For the first time since the Civil War, a majority of Kentucky voters don’t identify as Democrats as Republicans continue to make gains in voter registrations in the state.
As of June 15, Democrats make up 49.9 percent of registered voters in Kentucky while Republicans make up 41 percent and the rest identify either with a third party or as independents.
Democrats’ roots in Kentucky date back to the Civil War when the party represented pro-slavery, anti-Reconstruction interests (Kentucky was a slave state that did not secede from the Union).
And in the early 20th Century, Kentuckians identified with Franklin D. Roosevelt’s New Deal policies and the Wagner Act, which guaranteed the right to organize trade unions.
Al Cross, director of the University of Kentucky's Institute for Rural Journalism and Community Issues, says that Kentuckians began to split with the Democratic Party on a series of issues in the late 20th Century.
“Democratic registration has been declining since the Democratic Party started losing its identity with rural people and southern people and Kentucky people for that matter,” Cross said.
Cross said Kentuckians began to identify with Republicans on a national scale after the 1962 U.S. Supreme Court’s decision banning states from encouraging school prayer, protests over the Vietnam War in 60s and 70s and Republicans’ positioning as the anti-abortion party starting in the 1980s.
Cross said the election of President Barack Obama was particularly bad for Democrats in Kentucky.
"He was the most liberal president in a while, he was the most urban president in a while and he was black," Cross said.
According to exit polls from the 2008 Democratic primary election in Kentucky, 21 percent of all respondents and 19 percent of whites said race was a factor in who they decided to vote for. Hillary Clinton ended up more than doubling Obama's votes in Kentucky, winning by 64 percent to 30 percent.
Even though Kentuckians have long shown a preference for Republicans in federal elections, Cross said many conservative voters have still been registered as Democrats in order to have a say in local primary elections still dominated by Democratic candidates.
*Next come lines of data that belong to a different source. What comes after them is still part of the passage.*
PR #1967, opened 2019-04-30
Update truffle-migrate and truffle-require

eggplantzzz:
Update Require.file to no longer take a callback, use synchronous version of fs method, and update some syntax. Also remove callbacks from truffle-migrate.


CplXhristianUSMC:

eggplantzzz:
Hmmm, looks like those are also failing on `develop`. I guess we'll have to figure out how to resolve those.

packages/truffle-core/lib/commands/test.js
```diff
@@ -123,26 +121,29 @@ var command = {
...
+            .catch(error => {
+              done(error);
             });
-          });
         };
 
         if (config.networks[config.network]) {
           Environment.detect(config)
             .then(() => {
+              console.log("IN the then from detect!!!!!!");
```
CruzMolina:
```suggestion
```

packages/truffle-core/lib/commands/test.js
```diff
@@ -162,7 +163,7 @@ var command = {
             gasLimit: config.gas,
             noVMErrorsOnRPCResponse: true
           };
-
+          console.log("about to run Develop.connectOrStart");
```
CruzMolina:
```suggestion
```

PR #1969, opened 2019-04-30
Implement debugger transactionless mode

haltman-at:
This pull request allows the debugger to operate without a transaction loaded, and to load and unload transactions without having to recompute project-level information such as storage allocations.

On the CLI side, the debugger can now be invoked with or without an argument; invoking it without an argument will start it up with no transaction loaded.  (And invoking it with an invalid argument will, after failing to load the transaction, dump the debugger into transactionless mode, rather than quitting.)  On the library side, in addition to `forTx`, there is now also `forProject`; this does not take a transaction argument and starts the debugger with no transaction loaded.

Once the debugger is operating -- I'll just describe the CLI side of things for now, there are analogous `session` methods -- one can unload the current transaction with `T` and load a new transaction with `t`.  Note that we don't allow loading a new transaction while one is already loaded, but require manual unloading of the current transaction first; I'll get to why later, but for now take note of this limitation.

A number of error cases have been added to various things to take care of the case when no transaction is loaded.  I won't discuss those in details here.

So, what's different under the hood?  Well, a number of things, but here are what strike me as the most important changes.

The biggest change is that, whereas previously the various submodules had two levels of state, `info` and `proc`, there are now three.  What was previously `info` has been split into `info` and `transaction`; `info` contains the project-level information, while `transaction` contains the transaction-level information.  Selectors have been similarly renamed.  (Why `transaction` rather than the shorter `tx`?  Because there was already a reducer in `evm` named `tx`. :P )

The `info` state is never reset.  However, the `transaction` state is reset when an `UNLOAD_TRANSACTION` is received.  The new `session` saga `unload` sends an `UNLOAD_TRANSACTION` action to those submodules that have that action (not all need one), and a `RESET` action to the others.

Note that some of the `evm` `proc` reducers respond differently to a `RESET` than they do to an `UNLOAD_TRANSACTION`, whereas outside of `evm` both of these will just clear the `proc` state.  The reason it works differently in `evm` is that when a transaction is loaded, the `evm.begin` saga is called.  So the `UNLOAD_TRANSACTION` will completely clear the `evm` proc state, to prepare for th next call of `evm.begin`.  But a mere reset doesn't involve calling `evm.begin` again, so `RESET` just resets the `evm` state to how things are *after* `evm.begin`.  (This was already the case, just before there was no `UNLOAD_TRANSACTION` to contrast it with.)

By the way, I've simplified how the session method `reset` works -- it no longer dispatches an action which triggers a saga, but simply uses `_runSaga` to call the `reset` saga.  The other control actions have been left as they are, though, to allow them to remain interruptible.  Although I've changed the controller listener and reducers so that, instead of the `isStepping` state responding directly to stepper actions, instead the listener puts a separate `START_STEPPING` action.  This means more actions are used, but it reduces repetition in the code.

I've handled `loadTransaction` and `unloadTransaction` similarly.  The `unloadTransaction` method just uses `_runSaga` to run the `unload` saga, while the `loadTransaction` method dispatches a `LOAD_TRANSACTION` action to allow loading to be interruptible (using the same mechanism the controller uses).  This does mean once again that a synchronization method is needed; I use the session status for this, although I've reworked it a fair bit (the old system no longer made a lot of sense).

Now, instead of `session.status` being one of `"WAITING"`, `"ACTIVE"`, or an error object, (with `"FINISHED"` having been eliminated some time ago), there's `session.ready` (a boolean), and `session.lastLoadingError` (which is `null` if the last load succeeded, and an error string otherwise).  So `session.ready` now uses this new system (actually it uses it by means of a bunch of new `session` selectors I added to report on this).  So does the new synchronization method I added, `session.readyAgainAfterLoading`, which works similarly to `session.doneStepping`.  (Ideally `session.ready` and `session.readyAgainAfterLoading` would be unified, both are checking the session ready state, but I didn't see any easy way to do that.)

Also, to prevent timing problems, the `ready` promise is now set up in the constructor and stored in `session._ready`, and `session.ready()` now just awaits the stored promise.

Note that to handle the `LOAD_TRANSACTION` action, the `session` submodule now has a listener.  However I didn't want to mess with the existing default exports so unfortunately it is irregularly named and forked separately; it's not just named `saga` like the other listeners.

By the way, while I was doing all this, I simplified some things in the `trace` submodule to just pass data around normally via parameters and return values rather than via actions, as was being done.

Next, `fetchTx` no longer takes a provider; instead, there's a new `web3` saga, `init`, which takes the provider and performs the initialization.  Web3 initialization is now a separate step, that is performed whether there is a transaction or not.

Similarly, the arguments to the `session` constructor have had their order changed so that `txHash` is last, since it's now optional.  Since the constructor is meant to be private (one should use `forTx` or `forProject`), this isn't a breaking change.

Other other minor change: I added to `lib/commands/debug.js` a function to change the prompt, since the prompt needs to change when we load or unload a transaction.

Also, I added two brief tests of loading and unloading.

I think that covers the bulk of it.  So now the question: Why do you have to unload a transaction before loading a new one?  It would be easy enough to automatically unload the existing transaction when you load a new one, after all.

The reason is this: Suppose you have a transaction loaded, and you attempt to load a new one, but an error occurs.  What should happen?  Ideally your previous state would be restored, but I'm not sure how to do that.  And if we just dump you into transactionless mode, well, that'd be confusing for the user.  By requiring manual unloading of a transaction before a new one is loaded, we avoid this problem!  And then if an error occurs you're *already* in transactionless mode so there's no problem; the result (staying in transactionless mode) just seems natural and not confusing.

Anyway, we now have transactionless mode!  Which can be used both to skip recomputation right now, and which later will form an important base to start building reconstruct mode.


CplXhristianUSMC:

CplXhristianUSMC:

haltman-at:
At @gnidan's suggestion, I've added spinners to the various loading steps.  I also added a spinner for stepping, too (it goes away when it's done).

Note that doing this required... so, this isn't possible with the existing `forTx` or `forProject` interfaces, because they wait for the debugger to be fully ready, and to make the project spinner work we need to wait for the debugger to be only *partially* ready.  So, I added a new, rawer interface, `unreadyDebugger` (with warnings that you probably shouldn't use this) and had the CLI use that, instead.

A warning, this does have the side-effect that our CLI can no longer really be considered a reference implementation, since other people probably don't want to use `unreadyDebugger`, they probably just want to use `forTx` or `forProject`.

haltman-at:
OK, I've pushed a resolution to this merge conflict, but it was an absolute mess, so I'd appreciate it if the result could be reviewed for coherence (and nothing getting dropped).  Also in doing the merge I took out a `if (err) return done(err);` that was left in there because it was causing an error because `err` is not defined now; I'm assuming that was the right thing to do?  (@eggplantzzz?)  Also I'd like if it could be reviewed for making sure I didn't screw up the new structure.

(Btw @gnidan you should absolutely feel free to make those other changes you were talking about later.)

packages/truffle-core/lib/commands/debug.js
```diff
@@ -98,23 +101,65 @@ var command = {
...
           .then(function(bugger) {
+            debug("about to connect");
             return bugger.connect();
           })
           .catch(done);
 
         sessionPromise
           .then(async function(session) {
-            if (err) return done(err);
+            debug("starting session function");
```
eggplantzzz: This line was the culprit? Makes sense to me.

packages/truffle-debugger/lib/controller/selectors/index.js
```diff
@@ -48,28 +48,45 @@ const controller = createSelectorTree({
...
     /**
      * controller.current.finished
      */
-    finished: createLeaf([trace.finished], identity)
+    finished: createLeaf([trace.finished], identity),
+
+    /**
+     * controller.current.loaded
+     */
+    loaded: createLeaf([trace.loaded], identity)
```
gnidan: How do you feel about nesting `finished` and `loaded` into `controller.current.trace`? Seeing `controller.current.loaded` struck me as a bit implicit.

packages/truffle-debugger/lib/controller/sagas/index.js
```diff
@@ -108,6 +113,9 @@ function* stepNext() {
  * step.
  */
 function* stepInto() {
+  if (!(yield select(controller.current.loaded))) {
+    return;
+  }
```
gnidan: There's a lot of duplication here. Did you have any thoughts about how we might abstract this? Just curious.

packages/truffle-debugger/lib/debugger.js
```diff
@@ -44,25 +43,64 @@ export default class Debugger {
...
+      options.provider,
+      txHash
     );
 
     try {
       await session.ready();
+      debug("session ready");
     } catch (e) {
-      throw e;
+      debug("error occurred, unloaded");
```
gnidan: Maybe worth adding `unloaded transaction` or even `unloaded transaction (if any)`? What do you think? I understand that the `(if any)` would be more correct, but it might make it more confusing. Not sure - might be worth just keeping as-is for simplicity.

packages/truffle-debugger/lib/session/index.js
```diff
@@ -1,12 +1,16 @@
 import debugModule from "debug";
+//returns true on success, false on already unloadee
```
gnidan: typo

gnidan: (what is this comment even doing here?)

packages/truffle-debugger/lib/controller/selectors/index.js
haltman-at: Makes sense, I guess.  Can do that.

packages/truffle-debugger/lib/debugger.js
haltman-at: Its just a debug message, I don't think it matters.

packages/truffle-debugger/lib/session/index.js
haltman-at: Whoa. Looks like an accidental paste. Deleted.

packages/truffle-debugger/lib/controller/sagas/index.js
haltman-at: Hm... we could move the check to the listener saga.  That wouldn't affect internal calls, but, we shouldn't be calling these internally in the first place if there's no transaction loaded!  How's that sound?

PR #1970, opened 2019-05-01
Fix Geth in CI

cgewecke:
The geth CI job has been broken for a [few weeks](https://travis-ci.org/trufflesuite/truffle/builds/516498633) because geth now [requires](https://ethereum.stackexchange.com/questions/69435/error-account-unlock-with-http-access-is-forbidden-when-unlock-an-account-in-ge) you explicitly allow accounts to be unlocked via web3.  CI creates and funds several accounts using this method in [geth-accounts.js](https://github.com/trufflesuite/truffle/blob/develop/scripts/geth-accounts.js) 

There *is* a test failure in the production migrations tests [here](https://travis-ci.org/trufflesuite/truffle/jobs/526705708#L1418), but it's legit - there's actually a problem there.

### DIFF
--- a/scripts/ci.sh
+++ b/scripts/ci.sh
@@ -21,6 +21,7 @@ run_geth() {
     --nodiscover \
     --dev \
     --dev.period 0 \
+    --allow-insecure-unlock \
     --targetgaslimit '7000000' \
     js ./scripts/geth-accounts.js \
     > /dev/null &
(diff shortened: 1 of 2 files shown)


gnidan:
Hmm looks like there might be more reasons than just that for why it's failing. Maybe things have changed that have gone unnoticed cause it's been failing for so long.

gnidan:
Thanks for this, by the way!

PR #1972, opened 2019-05-01
Internal improvement: truffle-artifactor

CruzMolina:
Tidy up the deps & add some code coverage.


packages/truffle-artifactor/test/methods.js
```diff
@@ -0,0 +1,40 @@
...
+    artifactor = new Artifactor("/some/path");
+
+    artifactor
+      .save({
+        "abi": [],
+        "bytecode": "0xabcdef",
+        "networks": {
+          3: { address: "0xe6e1652a0397e078f434d6dda181b218cfd42e01" }
+        },
+        "x-from-dependency": "somedep"
```
eggplantzzz: You might also want to include a `then` that contains something like `assert(false)` to guarantee that it fails. Otherwise, if it doesn't throw an error it is making no assertion.

packages/truffle-artifactor/test/methods.js
```diff
@@ -0,0 +1,40 @@
...
+
+    artifactor
+      .saveAll({
+        "contractName": "Example",
+        "abi": [],
+        "bytecode": "0xabcdef",
+        "networks": {
+          3: { address: "0xe6e1652a0397e078f434d6dda181b218cfd42e01" }
+        },
+        "x-from-dependency": "somedep"
```
eggplantzzz: Same here.

PR #1973, opened 2019-05-01
Internal improvement: Geth CI

CruzMolina:
Attempt to ensure truffle-geth integration by removing the `geth` job as an allowed failure.

Also updates err msg's and cleans up test log output.


packages/truffle-contract/test/util.js
```diff
@@ -42,6 +42,12 @@ var util = {
     };
     const options = {
       contracts_directory: path.join(__dirname, "sources"),
+      logger: {
+      log(stringToLog) {
+        this.loggedStuff = this.loggedStuff + stringToLog;
+      },
+      loggedStuff: ""
+    },
```
gnidan: Why didn't prettier get the formatting here? Strange.

Anyway, do you think it's worth respecting the `quiet` option and including that as a convenience?

CruzMolina: Oh yeah! Forgot about that.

“It’s just a statement when you go change your registration,” Cross said. “If your family has been registered Democratic since the Civil War, then that is your party of heritage and to change your registration is to step outside the box.”
Even though Republicans have always had fewer registered voters in the state than Democrats, GOP politicians have held both of Kentucky’s seats in the U.S. Senate since 2001 and a majority of the state’s Congressional seats since 1995.
And the party has been making gains farther down the ballot recently.
In 2016, Republicans won control of the state House of Representatives for the first time in nearly a century. That put the party in charge of both Kentucky legislative chambers and the governor’s mansion for the first time in state history.
Tres Watson, spokesman for the Republican Party of Kentucky, said voters in the state don’t relate with Democrats at the top of the ticket.
“Voters believe that the Democratic Party has aligned themselves far closer to Washington, California, Massachusetts-style Democrats than they used to,” Watson said.
But Brad Bowman, spokesman for the Kentucky Democratic Party, said backlash to recent policies passed by the legislature will revitalize the party in elections this fall.
“In the past the Kentucky Democratic Party may have not reached out to rural Kentuckians,” Bowman said. “But I would say that the pension issue, the public education issue, these are the things that state Democrats are fighting for and that’s why we’re seeing a movement across the state, especially in rural Kentucky.”
All 100 seats in the state House of Representatives and 17 of the 38 state Senate seats are up for re-election this year.